### Your assignment
Among the lines listed below, count those that include the string "Hello", and state only the count.

==== Supplied data ====

Issue #2528, opened 2024-01-15
Add WideVine support in Ubuntu through Pi-Apps


OlivierDoriath:
Hello!
As things stand, installing Chromium through Pi-Apps on Ubuntu seems to install the Snap package. Adding the Raspberry Pi OS package for their branch of Chromium along with the libwidevinecdm0 package (and possibly other required packages) would allow for Ubuntu users to access DRM restricted content on their Raspberry Pi without using Raspberry Pi OS where Chromium has native WideVine support out of the box. It might also fix Better Chromium not working on Ubuntu.

theofficialgman:
> Hello! As things stand, installing Chromium through Pi-Apps on Ubuntu seems to install the Snap package.

chromium from pi-apps installs the `chromium-browser` package through apt. On ubuntu they have made this a dummy package that implements a install script for their chromium snap package.

> Adding the Raspberry Pi OS package for their branch of Chromium along with the libwidevinecdm0 package (and possibly other required packages) would allow for Ubuntu users to access DRM restricted content on their Raspberry Pi without using Raspberry Pi OS where Chromium has native WideVine support out of the box.

its not so simple. there are a few ways that widevine can be patched. See the commit message here for more info -> https://github.com/theofficialgman/l4t-debs/commit/09c7234202a29b5803f68f456ab9503600aa4722 . I am not sure which way piOS decided to patch their widevine.

Snap chromium actually already checks for Widevine on all architectures thanks to my request -> https://bugs.launchpad.net/ubuntu/+source/chromium-browser/+bug/2008433 . If you place a compatible Widevine (such as my patched version for all distros that use GLIBC 2.36+ out of the box https://github.com/theofficialgman/testing/releases/download/gmans-releases/WidevineCdm-2.36.tar.gz, just extract to the proper directory) then it will load and be used.

OlivierDoriath:
Hey!

Thank you for the swift reply!

I tried doing just that (extracted the archive to $HOME/.local/lib/ and reopened Chromium (Version 120.0.6099.199 (Official Build) snap (64-bit)) but the issue persists.

Am I missing something?

theofficialgman:
> I tried doing just that (extracted the archive to $HOME/.local/lib/ and reopened Chromium (Version 120.0.6099.199 (Official Build) snap (64-bit))) but the issue persists.

[...]

PR #2529, opened 2024-01-15
Better Chromium: install Raspberry Pi Foundation chromium on rpi Ubuntu

theofficialgman:
suggestion from https://github.com/Botspot/pi-apps/issues/2528
closes https://github.com/Botspot/pi-apps/issues/2528

see https://github.com/Pi-Apps-Coders/chromium-debs for the repo that re-hosts the rpi debs

### DIFF
--- a/apps/Better Chromium/uninstall
+++ b/apps/Better Chromium/uninstall
@@ -1,5 +1,10 @@
 #!/bin/bash
 
+# rpi ubuntu (22.04+) use Pi OS packaged chromium for better hardware support
+purge_packages
+rm_external_repo "pi-apps-coders-chromium" force
+sudo rm -f /etc/apt/preferences.d/pi-apps-coders-chromium
+
 #determine where the Chromium customizations folder is.
 if [ -d /etc/chromium.d ];then
   folder=/etc/chromium.d
--- a/apps/Better Chromium/uninstall
+++ b/apps/Better Chromium/uninstall
@@ -1,9 +1,15 @@
 #!/bin/bash
 
-# rpi ubuntu (22.04+) use Pi OS packaged chromium for better hardware support
-purge_packages
-rm_external_repo "pi-apps-coders-chromium" force
-sudo rm -f /etc/apt/preferences.d/pi-apps-coders-chromium
+if [[ "$1" != "update" ]];then
+  # rpi ubuntu (22.04+) can use Pi OS packaged chromium for better hardware support
+  if [ -f /etc/apt/sources.list.d/pi-apps-coders-chromium.sources ]; then
+    warning "When installing Better Chromium, you switched to PiOS chromium build. If you want to revert to the snap version, here's commands to do that:\n\n"\
+'~/pi-apps/api rm_external_repo "pi-apps-coders-chromium" "force"\n'\
+'sudo rm -f /etc/apt/preferences.d/pi-apps-coders-chromium\n'\
+'sudo apt install --only-upgrade chromium-* -y\n'\
+'sudo apt purge libwidevinecdm0'
+  fi
+fi
 
 #determine where the Chromium customizations folder is.
 if [ -d /etc/chromium.d ];then
--- a/apps/Better Chromium/install
+++ b/apps/Better Chromium/install
@@ -6,6 +6,11 @@ get_model &>/dev/null
 ubuntu_pios_chromium_available=0
 if [[ "$model" == *"Raspberry Pi"* ]] && [[ "$__os_id" == Ubuntu ]] && printf '%s\n' "22.04" "$__os_release" | sort -CV; then
   ubuntu_pios_chromium_available=1
+  # Ubuntu must be 22.10+ (GLIBC 2.36+) to be compatible with widevine
+  pin_hide_widevine=1
+  if printf '%s\n' "22.10" "$__os_release" | sort -CV; then
+    pin_hide_widevine=0
+  fi
 fi
 
 #determine if chromium is installed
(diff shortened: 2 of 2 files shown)


apps/Better Chromium/uninstall
```diff
@@ -1,5 +1,9 @@
 #!/bin/bash
 
+# rpi ubuntu (22.04+) use Pi OS packaged chromium for better hardware support
+purge_packages
+rm_external_repo "chromium" force
```
Botspot, line 5: I suggest changing the repo name to something more unique, just in case some user out there has made their own `/etc/apt/sources.list.d/chromium.list`, `/usr/share/keyrings/chromium-archive-keyring.gpg`, or `/etc/apt/sources.list.d/chromium.sources` files.

Botspot:
Also fairly sure that for widevine to show up at all on ubuntu, this logic needs to be changed to show the widevine option for the `chromium` package.
```bash
#detect if Widevine is enabled
if [ -d /opt/WidevineCdm ];then
  widevine=TRUE
else
  widevine=FALSE
fi
#detect if Widevine can be enabled
if package_available libwidevinecdm0 && package_installed chromium-browser;then
  widevine_possible=TRUE
  widevine_message=(--field="Enable Widevine DRM (for Netflix, Spotify)":CHK "$widevine")
else
  widevine_possible=FALSE
  widevine_message=()
fi
```

theofficialgman:
> Also I am fairly sure that for widevine to show up at all on ubuntu, this logic needs to be changed to display the widevine option for the `chromium` package.
> 
> ```shell
> #detect if Widevine is enabled
> if [ -d /opt/WidevineCdm ];then
>   widevine=TRUE
> else
>   widevine=FALSE
> fi
> #detect if Widevine can be enabled
> if package_available libwidevinecdm0 && package_installed chromium-browser;then
>   widevine_possible=TRUE
>   widevine_message=(--field="Enable Widevine DRM (for Netflix, Spotify)":CHK "$widevine")
> else
>   widevine_possible=FALSE
>   widevine_message=()
> fi
> ```

Nope. The logic is good and working since the piOS widevine package is used. See the apt repo.

apps/Better Chromium/uninstall
theofficialgman: `pi-apps-coders-chromium` sound good or do you have another suggestion?

Botspot:
> Nope. The logic is good and working since the piOS `libwidevinecdm0` and `chromium-browser` packages are used. See the apt repo.


It appeared to me that the `chromium` package was to be used on ubuntu, as seen in this code snippet:
```bash
# Ubuntu must be 22.10+ (GLIBC 2.36+) to be compatible with widevine
  if printf '%s\n' "22.10" "$__os_release" | sort -CV; then
    echo 'Package: chromium*
Pin: release o=Pi-Apps-Coders chromium-debs
Pin-Priority: 1000
Package: libwidevinecdm0
Pin: release o=Pi-Apps-Coders chromium-debs
Pin-Priority: 500
Package: chromium*
Pin: release o=Ubuntu*
Pin-Priority: -1' | sudo tee /etc/apt/preferences.d/chromium >/dev/null
```
But now I see your wildcard character `*` which explains everything. Is there a reason you did not specify `chromium-browser*` instead?

apps/Better Chromium/uninstall
Botspot: Sounds good.

theofficialgman:
> But now I see your wildcard character `*` which explains everything. Is there a reason you did not specify `chromium-browser*` instead?

Yes. There are other packages that need to be included. Refer to the apt repo https://github.com/Pi-Apps-Coders/chromium-debs/releases/tag/apt-release

Botspot:
`chromium-*` then?

Botspot:
Also, surely you have ruled out the option for directly using the https://archive.raspberrypi.com/debian/ repo on ubuntu but restricting it to only offer the chromium packages, right?

theofficialgman:
> Also, surely you have ruled out the option for directly using the https://archive.raspberrypi.com/debian/ repo on ubuntu but restricting it to only offer the chromium packages, right?

@Botspot yes, that was previously done, see https://github.com/Botspot/pi-apps/pull/2529/commits/92a7aadeda55db505ac04c4ff999a6abb359b3d5 . I ruled it too dangerous if the user happened to remove the pin they could end up with a broken system. It also triggers the frankendebian check so that is another problem with using it.

theofficialgman:
> `chromium-*` then?

yeah that is fine as well. The pi-apps-coders chromium-debs apt repos contents are fixed so the exact pin format does not really matter. 
https://github.com/Pi-Apps-Coders/chromium-debs/blob/3845b4f2785e8058ea2e12f06f14e2bcb5f1ac9f/download-chromium.sh#L3-L11

theofficialgman:
I have tested every iteration of this. I think it is all working as intended and suggested here https://github.com/Botspot/pi-apps/issues/2528#issuecomment-1894625374

theofficialgman:
@Botspot is anything else needed here?

apps/Better Chromium/uninstall
```diff
@@ -1,5 +1,16 @@
 #!/bin/bash
 
+if [[ "$1" != "update" ]];then
+  # rpi ubuntu (22.04+) can use Pi OS packaged chromium for better hardware support
+  if [ -f /etc/apt/sources.list.d/pi-apps-coders-chromium.sources ]; then
+    warning "When installing Better Chromium, you switched to PiOS chromium build. If you want to revert to the snap version, here's commands to do that."
+    warning '~/pi-apps/api rm_external_repo "pi-apps-coders-chromium" "force"'
+    warning 'sudo rm -f /etc/apt/preferences.d/pi-apps-coders-chromium'
+    warning 'sudo apt install --only-upgrade chromium-*'
+    warning 'sudo apt purge libwidevinecdm0'
```
Botspot, line 10: Do you intend for these 5 lines to all be preceded by a flashing yellow triangle and "WARNING: "?

Botspot:
Looks good. Merge at will.

PR #2540, opened 2024-01-28
CI: commit directly to repo and create/update issue on failures

theofficialgman:
ready for merge after implementing background updates of app refreshes and script updates.

PR #2541, opened 2024-01-29
updater: add `update_now_background` function and use it in `onboot` …

theofficialgman:
…updater

use same system as `list_updates_gui` to differentiate app types and filter out all apps but app refreshes

prerequisite for https://github.com/Botspot/pi-apps/pull/2540

### DIFF
--- a/etc/setting-params/Check for updates
+++ b/etc/setting-params/Check for updates
@@ -1,4 +1,4 @@
-#How often should Pi-Apps check for updates on boot?
+#How often should Pi-Apps check for app updates and refresh Pi-Apps on boot?
 Daily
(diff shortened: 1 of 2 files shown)


theofficialgman:
I decided keeping the refresh feature as part of the "Check for updates" option itself rather than having another separate option in settings for it. If you think it would be better as a separate option that can be done, just let me know.

theofficialgman:
@Botspot any objections? I would like to merge. Seems to work well and seems pretty harmless.

Botspot:
I have reviewed the files and after clarifying some comments this looks good to go.

PR #2558, opened 2024-03-01
rename `read_packages_file` to `pkgapp_packages_required` to better suite function

theofficialgman:
Replacement to https://github.com/Botspot/pi-apps/pull/2557

### DIFF
--- a/api
+++ b/api
@@ -123,9 +123,9 @@ package_installed() { #exit 0 if $1 package is installed, otherwise exit 1
 
 package_available() { #determine if the specified package-name exists in a local repository for the current dpkg architecture
   local package="$1"
-  local arch="$(dpkg --print-architecture)"
+  local dpkg_arch="$(dpkg --print-architecture)"
   [ -z "$package" ] && error "package_available(): no package name specified!"
-  local output="$(apt-cache policy -qq "$package":"$arch" | grep "Candidate:")"
+  local output="$(apt-cache policy "$package":"$dpkg_arch" | grep "Candidate:")"
   if [ -z "$output" ]; then
     return 1
   elif echo "$output" | grep -q "Candidate: (none)"; then
@@ -1468,13 +1468,13 @@ app_type() { #there are 'standard' apps, and there are 'package' apps - an alias
   #if neither conditional above evaluated to true, no output will be returned and the function exits with code 1
 }
 
-read_packages_file() { #Returns which packages are to be installed from a package-app - handle the '|' separater
-  #if all packages are not available that are needed to be installed, returns no output
+pkgapp_packages_required() { #Returns which packages are required during installation of a package-app - handle the '|' separater
+  #returns no output if not all required packages are available
   local app="$1"
-  [ -z "$app" ] && error "read_packages_file(): no app specified!"
+  [ -z "$app" ] && error "pkgapp_packages_required(): no app specified!"
   
   if [ ! -f "${DIRECTORY}/apps/$app/packages" ];then
-    error "read_packages_file(): This app '$app' does not have a packages file!"
+    error "pkgapp_packages_required(): This app '$app' does not have a packages file!"
   fi
   
   local IFS=' '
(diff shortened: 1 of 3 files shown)


Botspot:
I mean... if you want to rename the function we could do that.
But please still look at https://github.com/Botspot/pi-apps/pull/2557 as it does a lot more than tweak the output of `read_packages_file` in edge cases.

theofficialgman:
additionally solves:

- If the user manually tries installing a hidden package-app using manage, the error from apt will be helpful, rather than saying no packages were specified.

theofficialgman:
additionally solves:

- if both OR packages are available but the second one is installed and not the first, show as installed instead of uninstalled

theofficialgman:
I do not think we can go ahead with this PR (or the other one) unless this problem is solved
```
test1(){
> test2(){
> echo hi
> }
> }
gman@gman-jam:~/pi-apps$ test1
gman@gman-jam:~/pi-apps$ test2
hi
```
https://github.com/Botspot/pi-apps/pull/2558/commits/f4076613acfd2ab6b483484cb4143db145128cbd
functions are not local and there appears to be no way in bash to make them so. the `package_available` and `package_installed` functions get replaced after using the function that re-delares them

Botspot:
I will check for solutions, but there is always the subshell option

theofficialgman:
> I will check for solutions, but there is always the subshell option

yeah I think that is what we will end up needing to do
define the functions and run refresh_pkgapp_status in a subshell together

Botspot:
Good catch
```
pi@raspberrypi:~ $ DIRECTORY=$HOME/pi-apps
pi@raspberrypi:~ $ source ~/pi-apps/api
pi@raspberrypi:~ $ package_available chromium-browser
pi@raspberrypi:~ $ echo $?
0
pi@raspberrypi:~ $ refresh_all_pkgapp_status
Marking Pinta as hidden
Marking Steam Link as hidden
pi@raspberrypi:~ $ package_available chromium-browser
pi@raspberrypi:~ $ echo $?
1
```

theofficialgman:
I went with the subshell method. doesn't seem to hurt performance. if you find anything else that you like better feel free to implement

Botspot:
I thought of saving original values of the functions and setting them back, but a subshell seems more straightforward and safe.

Botspot:
I'm thinking of doing a squash-merge unless you want to do another force push to cut down on commit count.

theofficialgman:
I'll rewrite the history tomorrow so it makes more sense and merge it (with no actual code changes besides maybe adding `-qq` since this doesn't have it).

I'd rather leave this tonight so I can sleep on it and then check over again tomorrow.

theofficialgman:
also I just want to make it clear. I liked most of the changes from your PR (which is why I integrated them here, anything you made I'll make sure has a coauthor on it). There were just some things I had issues with.

Clearly our best work is when its done together or iterating on each other.

Botspot:
> also I just want to make it clear. I liked most of the changes from your PR (which is why I integrated them here, anything you made I'll make sure has a coauthor on it). There were just some things I had issues with.

Understand.

> Clearly our best work is when its done together or iterating on each other.

For sure. Pi-Apps would just be another PiKISS if it was not for teamwork.

Botspot:
> * if both OR packages are available but the second one is installed and not the first, show as installed instead of uninstalled

I just thought of a scenario where your solution to this is likely insufficient.
- Imagine I am on a system where both `chromium` and `chromium-browser` are available.
- The packages file contains `chromium--browser | chromium` as usual.
- `chromium` is installed.
- pi-apps needs to update Chromium (it should never need to do this - this is theoretical)
- Pi-Apps uninstalls chromium because `pkgapp_packages_required` told apt to purge `chromium`.
- Pi-Apps installs back `chromium-browser` because `pkgapp_packages_required` now uses the first available package in the OR list as neither one are installed at the time of its second execution.

theofficialgman:
> > * if both OR packages are available but the second one is installed and not the first, show as installed instead of uninstalled
> 
> I just thought of a scenario where your solution to this is likely insufficient.
> 
> * Imagine I am on a system where both `chromium` and `chromium-browser` are available.
> * The packages file contains `chromium-browser | chromium` as usual.
> * `chromium` is installed.
> * pi-apps needs to update Chromium (it should never need to do this - this is theoretical)
> * Pi-Apps uninstalls chromium because `pkgapp_packages_required` told apt to purge `chromium`.
> * Pi-Apps installs back `chromium-browser` because `pkgapp_packages_required` now uses the first available package in the OR list as neither one are installed at the time of its second execution.

your scenario hinges on this `pi-apps needs to update Chromium` which as you say cannot happen. it is easy to break many of the functions of pi-apps with output or actions that cannot occur.

if it is desirable that updates to package apps retain the previously installed packages (assuming those packages are still in the new packages file), then that should be handled in the updater for package apps, not the `pkgapp_packages_required` call. that means modifying `update_app` which is ends up being called for updating apps via all methods (gui, manage, cli, etc):
https://github.com/Botspot/pi-apps/blob/2c327832366bc7685fd56df860e18371b01a6cd1/updater#L436-L488

alternatively, you could modify `manage uninstall` to not uninstall package apps when triggered as part of an `update` (reminder that the 3rd argument `update` is passed to manage when triggered as part of an update). instead of uninstalling, mark the packages as automatically installed (instead of manually installed which is their current status). then, during the `manage install`, the packages will still be installed (but will get autoremoved during any `apt autoremove` command). that will result in `pkgapp_packages_required` returning the desired `chromium` output since it is still installed. `manage install` can continue as normal and (optionally) you could add an `apt autoremove` (or add `--autoremove` as a flag during the `apt install`) to remove any packages that were marked as automatically installed during `manage uninstall` that were not marked as manually installed during `manage install` (eg: like would be desirable for a package that got removed from the `packages` list during the update)

https://github.com/Botspot/pi-apps/blob/2c327832366bc7685fd56df860e18371b01a6cd1/manage#L596-L742

PR #664, opened 2020-04-21
The ZeroUriChannel provides additional context for failures

carterkozak:
==COMMIT_MSG==
The ZeroUriChannel provides additional context for failures
==COMMIT_MSG==

### DIFF
--- a/dialogue-core/src/main/java/com/palantir/dialogue/core/ZeroUriChannel.java
+++ b/dialogue-core/src/main/java/com/palantir/dialogue/core/ZeroUriChannel.java
@@ -21,16 +21,26 @@ import com.google.common.util.concurrent.ListenableFuture;
 import com.palantir.dialogue.Endpoint;
 import com.palantir.dialogue.Request;
 import com.palantir.dialogue.Response;
+import com.palantir.logsafe.Preconditions;
+import com.palantir.logsafe.SafeArg;
 import com.palantir.logsafe.exceptions.SafeIllegalStateException;
 import java.util.Optional;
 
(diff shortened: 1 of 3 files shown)


ferozco (approved):

dialogue-core/src/main/java/com/palantir/dialogue/core/ZeroUriChannel.java
```diff
@@ -21,16 +21,26 @@
...
 import java.util.Optional;
 
 /** When we literally have zero URIs, no request can get out the door. */
-enum ZeroUriChannel implements LimitedChannel {
-    INSTANCE;
+final class ZeroUriChannel implements LimitedChannel {
+
+    private final String channelName;
+
+    ZeroUriChannel(String channelName) {
```
iamdanfox, line 34: I'm a little worried that people might not realize when they construct a DialogueChannel that the channel name must be safe to log (we don't even mention it in javadoc)...

would it be crazy to make the builder:

```java
        public Builder channelName(SafeArg<String> value) {
            this.channelName = value;
            return this;
        }
```

carterkozak: I'd prefer to use the `@Safe` annotation, though it doesn't provide validation. SafeArg for values feels off because it's not clear that the key is ignored.

carterkozak: Added #665

PR #665, opened 2020-04-21
Add documentation/annotations describing log-safety

carterkozak:
==COMMIT_MSG==
Add documentation/annotations describing log-safety of channel names
==COMMIT_MSG==


iamdanfox (approved):
Wish we had some kind of static analysis for this!

carterkozak:
I've thought about it but I'm really not sure what we would validate. The idea behind the annotation is that humans are required to distinguish safe and unsafe data.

====

### Task output
2